▶ **What this task involves**: Every record, from the first line to the last, needs to be given again exactly.

Stored items:
Issue #20724, opened 2025-10-06
FURB188 fix should be marked unsafe except with known `str`s


dscorbett:
### Summary

The fix for [`slice-to-remove-prefix-or-suffix` (FURB188)](https://docs.astral.sh/ruff/rules/slice-to-remove-prefix-or-suffix/) should be marked unsafe unless it is statically known that the full string and its affix are both `str`s. If it is statically known that they are instances of unrelated classes, the rule should be suppressed. Otherwise, the fix can change the program’s behavior. They have to be exactly `str` for the fix to be safe, not subclasses of `str`. [Example](https://play.ruff.rs/e827d415-18c2-424a-86e4-a49c3c731b10):
```console
$ cat >furb188.py <<'# EOF'
class Seq:
    def __init__(self, inner):
        self.inner = inner
    def startswith(self, prefix):
        return tuple(self.inner[:len(prefix)]) == tuple(prefix)
    def __getitem__(self, item):
        return type(self)(self.inner[item])
seq = Seq(("1", "2", "3", "4", "5"))
try:
    if seq.startswith("123"):
        seq = seq[3:]
    print(seq.inner)
except AttributeError as e:
    print(e)

text = "12345"
prefix = ("123",)
try:
    if text.startswith(prefix):
        text = text[len(prefix):]
    print(text)
except TypeError as e:
    print(e)
# EOF

$ python furb188.py
('4', '5')
2345

$ ruff --isolated check furb188.py --select FURB188 --fix
Found 2 errors (2 fixed, 0 remaining).

$ python furb188.py
'Seq' object has no attribute 'removeprefix'
removeprefix() argument must be str, not tuple
```

### Version

ruff 0.13.3 (188c0dce2 2025-10-02)

PR #20805, opened 2025-10-10
Implement safety checks for affix removal in slice_to_remove_prefix_or_suffix rule

tinkerer-shubh:
## Summary
closes: https://github.com/astral-sh/ruff/issues/20724

This pull request implements **safety checks for affix removal** in the `slice_to_remove_prefix_or_suffix` rule.

It introduces a new `FixSafety` enum to determine whether an affix removal is *safe* or *unsafe*. Diagnostic fixes now use these safety checks when applying replacements for prefix and suffix removals.  
This prevents unsafe modifications that could alter runtime behavior — for instance, when dealing with custom sequence types that may not behave like built‑in `str` or `bytes`.

Additionally, helper functions have been added to:
- Classify expression types
- Assess safety based on semantic analysis

## Test Plan

The changes were tested by:
- Adding new test cases to `crates/ruff_linter/resources/test/fixtures/refurb/FURB188.py` to cover the new functionality and verify correct affix removal behavior.
- Updating snapshot tests in  
  `crates/ruff_linter/src/rules/refurb/snapshots/ruff_linter__rules__refurb__tests__FURB188_FURB188.py.snap`  
  to reflect the new diagnostics and unsafe fix annotations.

### DIFF
--- a/crates/ruff_linter/src/rules/refurb/rules/slice_to_remove_prefix_or_suffix.rs
+++ b/crates/ruff_linter/src/rules/refurb/rules/slice_to_remove_prefix_or_suffix.rs
@@ -1,9 +1,8 @@
-use rustc_hash::FxHashSet;
-
+use ruff_diagnostics::Applicability;
 use ruff_macros::{ViolationMetadata, derive_message_formats};
 use ruff_python_ast::{self as ast, PythonVersion};
-use ruff_python_semantic::analyze::typing::find_binding_value;
-use ruff_python_semantic::{BindingId, SemanticModel};
+use ruff_python_semantic::analyze::typing::{find_binding_value, is_bytes, is_string};
+use ruff_python_semantic::{Binding, SemanticModel};
 use ruff_text_size::Ranged;
 
 use crate::Locator;
@@ -81,8 +80,7 @@ pub(crate) fn slice_to_remove_affix_expr(checker: &Checker, if_expr: &ast::ExprI
             let kind = removal_data.affix_query.kind;
             let text = removal_data.text;
 
-            let Some(fix_safety) = remove_affix_fix_safety(&removal_data, checker.semantic())
-            else {
+            let Some(applicability) = affix_applicability(&removal_data, checker.semantic()) else {
                 return;
             };
 
@@ -97,10 +95,7 @@ pub(crate) fn slice_to_remove_affix_expr(checker: &Checker, if_expr: &ast::ExprI
                 generate_removeaffix_expr(text, &removal_data.affix_query, checker.locator());
 
             let edit = Edit::replacement(replacement, if_expr.start(), if_expr.end());
-            diagnostic.set_fix(match fix_safety {
-                FixSafety::Safe => Fix::safe_edit(edit),
-                FixSafety::Unsafe => Fix::unsafe_edit(edit),
-            });
+            diagnostic.set_fix(Fix::applicable_edit(edit, applicability));
         }
     }
 }
@@ -115,8 +110,7 @@ pub(crate) fn slice_to_remove_affix_stmt(checker: &Checker, if_stmt: &ast::StmtI
             let kind = removal_data.affix_query.kind;
             let text = removal_data.text;
 
-            let Some(fix_safety) = remove_affix_fix_safety(&removal_data, checker.semantic())
-            else {
+            let Some(applicability) = affix_applicability(&removal_data, checker.semantic()) else {
                 return;
             };
 
@@ -135,10 +129,7 @@ pub(crate) fn slice_to_remove_affix_stmt(checker: &Checker, if_stmt: &ast::StmtI
             );
 
             let edit = Edit::replacement(replacement, if_stmt.start(), if_stmt.end());
-            diagnostic.set_fix(match fix_safety {
-                FixSafety::Safe => Fix::safe_edit(edit),
-                FixSafety::Unsafe => Fix::unsafe_edit(edit),
-            });
+            diagnostic.set_fix(Fix::applicable_edit(edit, applicability));
         }
     }
 }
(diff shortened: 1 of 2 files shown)


crates/ruff_linter/src/rules/refurb/rules/slice_to_remove_prefix_or_suffix.rs
```diff
@@ -500,3 +513,84 @@ struct RemoveAffixData<'a> {
...
+        (TypeKnowledge::KnownNonStr, _) | (_, TypeKnowledge::KnownNonStr) => None,
+        (TypeKnowledge::KnownStr, TypeKnowledge::KnownStr) => Some(FixSafety::Safe),
+        (TypeKnowledge::KnownBytes, TypeKnowledge::KnownBytes) => Some(FixSafety::Safe),
+        (TypeKnowledge::KnownStr, TypeKnowledge::KnownBytes)
+        | (TypeKnowledge::KnownBytes, TypeKnowledge::KnownStr) => None,
+        _ => Some(FixSafety::Unsafe),
+    }
+}
+
+fn classify_expr_type(expr: &ast::Expr, semantic: &SemanticModel) -> TypeKnowledge {
```
ntBre: I don't think we need to re-implement a check like this. We have existing helpers for `str` and `bytes` here:

https://github.com/astral-sh/ruff/blob/bbd3856de8f83c31db84ef8a104d67ae104732ee/crates/ruff_python_semantic/src/analyze/typing.rs#L1065-L1073

crates/ruff_linter/src/rules/refurb/rules/slice_to_remove_prefix_or_suffix.rs
```diff
@@ -500,3 +513,84 @@ struct RemoveAffixData<'a> {
     /// Contains the prefix or suffix used in `text.startswith(prefix)` or `text.endswith(suffix)`
     affix_query: AffixQuery<'a>,
 }
+
+#[derive(Copy, Clone, Debug, Eq, PartialEq)]
+enum FixSafety {
+    Safe,
+    Unsafe,
+}
```
ntBre: We can reuse our existing `Applicability` type for this:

▶ **Exercise output**:
Issue #20724, opened 2025-10-06
FURB188 fix should be marked unsafe except with known `str`s


dscorbett:
### Summary

The fix for [`slice-to-remove-prefix-or-suffix` (FURB188)](https://docs.astral.sh/ruff/rules/slice-to-remove-prefix-or-suffix/) should be marked unsafe unless it is statically known that the full string and its affix are both `str`s. If it is statically known that they are instances of unrelated classes, the rule should be suppressed. Otherwise, the fix can change the program’s behavior. They have to be exactly `str` for the fix to be safe, not subclasses of `str`. [Example](https://play.ruff.rs/e827d415-18c2-424a-86e4-a49c3c731b10):
```console
$ cat >furb188.py <<'# EOF'
class Seq:
    def __init__(self, inner):
        self.inner = inner
    def startswith(self, prefix):
        return tuple(self.inner[:len(prefix)]) == tuple(prefix)
    def __getitem__(self, item):
        return type(self)(self.inner[item])
seq = Seq(("1", "2", "3", "4", "5"))
try:
    if seq.startswith("123"):
        seq = seq[3:]
    print(seq.inner)
except AttributeError as e:
    print(e)

text = "12345"
prefix = ("123",)
try:
    if text.startswith(prefix):
        text = text[len(prefix):]
    print(text)
except TypeError as e:
    print(e)
# EOF

$ python furb188.py
('4', '5')
2345

$ ruff --isolated check furb188.py --select FURB188 --fix
Found 2 errors (2 fixed, 0 remaining).

$ python furb188.py
'Seq' object has no attribute 'removeprefix'
removeprefix() argument must be str, not tuple
```

### Version

ruff 0.13.3 (188c0dce2 2025-10-02)

PR #20805, opened 2025-10-10
Implement safety checks for affix removal in slice_to_remove_prefix_or_suffix rule

tinkerer-shubh:
## Summary
closes: https://github.com/astral-sh/ruff/issues/20724

This pull request implements **safety checks for affix removal** in the `slice_to_remove_prefix_or_suffix` rule.

It introduces a new `FixSafety` enum to determine whether an affix removal is *safe* or *unsafe*. Diagnostic fixes now use these safety checks when applying replacements for prefix and suffix removals.  
This prevents unsafe modifications that could alter runtime behavior — for instance, when dealing with custom sequence types that may not behave like built‑in `str` or `bytes`.

Additionally, helper functions have been added to:
- Classify expression types
- Assess safety based on semantic analysis

## Test Plan

The changes were tested by:
- Adding new test cases to `crates/ruff_linter/resources/test/fixtures/refurb/FURB188.py` to cover the new functionality and verify correct affix removal behavior.
- Updating snapshot tests in  
  `crates/ruff_linter/src/rules/refurb/snapshots/ruff_linter__rules__refurb__tests__FURB188_FURB188.py.snap`  
  to reflect the new diagnostics and unsafe fix annotations.

### DIFF
--- a/crates/ruff_linter/src/rules/refurb/rules/slice_to_remove_prefix_or_suffix.rs
+++ b/crates/ruff_linter/src/rules/refurb/rules/slice_to_remove_prefix_or_suffix.rs
@@ -1,9 +1,8 @@
-use rustc_hash::FxHashSet;
-
+use ruff_diagnostics::Applicability;
 use ruff_macros::{ViolationMetadata, derive_message_formats};
 use ruff_python_ast::{self as ast, PythonVersion};
-use ruff_python_semantic::analyze::typing::find_binding_value;
-use ruff_python_semantic::{BindingId, SemanticModel};
+use ruff_python_semantic::analyze::typing::{find_binding_value, is_bytes, is_string};
+use ruff_python_semantic::{Binding, SemanticModel};
 use ruff_text_size::Ranged;
 
 use crate::Locator;
@@ -81,8 +80,7 @@ pub(crate) fn slice_to_remove_affix_expr(checker: &Checker, if_expr: &ast::ExprI
             let kind = removal_data.affix_query.kind;
             let text = removal_data.text;
 
-            let Some(fix_safety) = remove_affix_fix_safety(&removal_data, checker.semantic())
-            else {
+            let Some(applicability) = affix_applicability(&removal_data, checker.semantic()) else {
                 return;
             };
 
@@ -97,10 +95,7 @@ pub(crate) fn slice_to_remove_affix_expr(checker: &Checker, if_expr: &ast::ExprI
                 generate_removeaffix_expr(text, &removal_data.affix_query, checker.locator());
 
             let edit = Edit::replacement(replacement, if_expr.start(), if_expr.end());
-            diagnostic.set_fix(match fix_safety {
-                FixSafety::Safe => Fix::safe_edit(edit),
-                FixSafety::Unsafe => Fix::unsafe_edit(edit),
-            });
+            diagnostic.set_fix(Fix::applicable_edit(edit, applicability));
         }
     }
 }
@@ -115,8 +110,7 @@ pub(crate) fn slice_to_remove_affix_stmt(checker: &Checker, if_stmt: &ast::StmtI
             let kind = removal_data.affix_query.kind;
             let text = removal_data.text;
 
-            let Some(fix_safety) = remove_affix_fix_safety(&removal_data, checker.semantic())
-            else {
+            let Some(applicability) = affix_applicability(&removal_data, checker.semantic()) else {
                 return;
             };
 
@@ -135,10 +129,7 @@ pub(crate) fn slice_to_remove_affix_stmt(checker: &Checker, if_stmt: &ast::StmtI
             );
 
             let edit = Edit::replacement(replacement, if_stmt.start(), if_stmt.end());
-            diagnostic.set_fix(match fix_safety {
-                FixSafety::Safe => Fix::safe_edit(edit),
-                FixSafety::Unsafe => Fix::unsafe_edit(edit),
-            });
+            diagnostic.set_fix(Fix::applicable_edit(edit, applicability));
         }
     }
 }
(diff shortened: 1 of 2 files shown)


crates/ruff_linter/src/rules/refurb/rules/slice_to_remove_prefix_or_suffix.rs
```diff
@@ -500,3 +513,84 @@ struct RemoveAffixData<'a> {
...
+        (TypeKnowledge::KnownNonStr, _) | (_, TypeKnowledge::KnownNonStr) => None,
+        (TypeKnowledge::KnownStr, TypeKnowledge::KnownStr) => Some(FixSafety::Safe),
+        (TypeKnowledge::KnownBytes, TypeKnowledge::KnownBytes) => Some(FixSafety::Safe),
+        (TypeKnowledge::KnownStr, TypeKnowledge::KnownBytes)
+        | (TypeKnowledge::KnownBytes, TypeKnowledge::KnownStr) => None,
+        _ => Some(FixSafety::Unsafe),
+    }
+}
+
+fn classify_expr_type(expr: &ast::Expr, semantic: &SemanticModel) -> TypeKnowledge {
```
ntBre: I don't think we need to re-implement a check like this. We have existing helpers for `str` and `bytes` here:

https://github.com/astral-sh/ruff/blob/bbd3856de8f83c31db84ef8a104d67ae104732ee/crates/ruff_python_semantic/src/analyze/typing.rs#L1065-L1073

crates/ruff_linter/src/rules/refurb/rules/slice_to_remove_prefix_or_suffix.rs
```diff
@@ -500,3 +513,84 @@ struct RemoveAffixData<'a> {
     /// Contains the prefix or suffix used in `text.startswith(prefix)` or `text.endswith(suffix)`
     affix_query: AffixQuery<'a>,
 }
+
+#[derive(Copy, Clone, Debug, Eq, PartialEq)]
+enum FixSafety {
+    Safe,
+    Unsafe,
+}
```
ntBre: We can reuse our existing `Applicability` type for this:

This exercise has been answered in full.